Ralph Harrison

Personal information
- Nationality: British (English)
- Born: Q1, 1885 Cullercoats, Northumberland, England
- Died: December 1966 (agd 81) Whitley Bay, Northumberland, England

Sport
- Sport: Athletics
- Event: Racewalking
- Club: North Shields Walking Club

= Ralph Harrison (athlete) =

British athlete

Ralph Harrison (Q1 1885 - December 1966) was a British racewalker who competed at the 1908 Summer Olympics.

== Biography ==
Harrison was born in Cullercoats, Northumberland, England, the son of a self-employed Northumberland fisherman. He was a member of the North Shields Walking Club and by trade he was a grocer's assistant.

Harrison finished third behind Alfred Yeoumans in the 2 miles walk event at the 1906 AAA Championships but the following year he became the British 2 miles walk champion after winning the British AAA Championships title at the 1907 AAA Championships.

In 1908, he finished third behind George Larner, and secured a place at the Olympics.
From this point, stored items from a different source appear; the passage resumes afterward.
PR #17528, opened 2025-03-21
CAMEL-21884: camel-platform-http - Introduce useBodyHandler option

zhfeng:
# Description

# Target

# Tracking


zhfeng:
component-test is suck ?

components/camel-platform-http-vertx/src/main/java/org/apache/camel/component/platform/http/vertx/DefaultHttpRequestBodyHandler.java
```diff
@@ -27,21 +27,27 @@
...
 /**
- * Default {@link HttpRequestBodyHandler} that will read to read the entire HTTP request body into memory.
+ * Default {@link HttpRequestBodyHandler} that will read the entire HTTP request body into memory if useBodyHandler is
+ * enabled.
  */
 class DefaultHttpRequestBodyHandler extends HttpRequestBodyHandler {
-    DefaultHttpRequestBodyHandler(Handler<RoutingContext> delegate) {
+    final boolean useBodyHandler;
+
+    DefaultHttpRequestBodyHandler(Handler<RoutingContext> delegate, boolean useBodyHandler) {
```
jamesnetherton, line 36: Nitpick - I think it'd be better to have a dedicated class, like:

```java
class NoOpHttpRequestBodyHandler extends HttpRequestBodyHandler {
    NoOpHttpRequestBodyHandler(Handler<RoutingContext> delegate) {
        super(delegate);
    }

    @Override
    void configureRoute(Route route) {
    }

    @Override
    Future<Void> handle(RoutingContext routingContext, Message message) {
        return Future.succeededFuture();
    }
}
```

Harrison represented the Great Britain team at the 1908 Olympic Games in London, where he participated in the men's 3500 metres walk. In his heat he finished second behind Canadian George Goulding and progressed to the Olympic final but was disqualified during the final for violations on the second lap. Just two days later he was due to participate in the men's 10 miles walk event but despite reaching the 3.5km final was unable to secure time away from his work and did not start the event.

In 1921 he was working at Brough and Sons Wholesale Grocers in Chester-le-Street.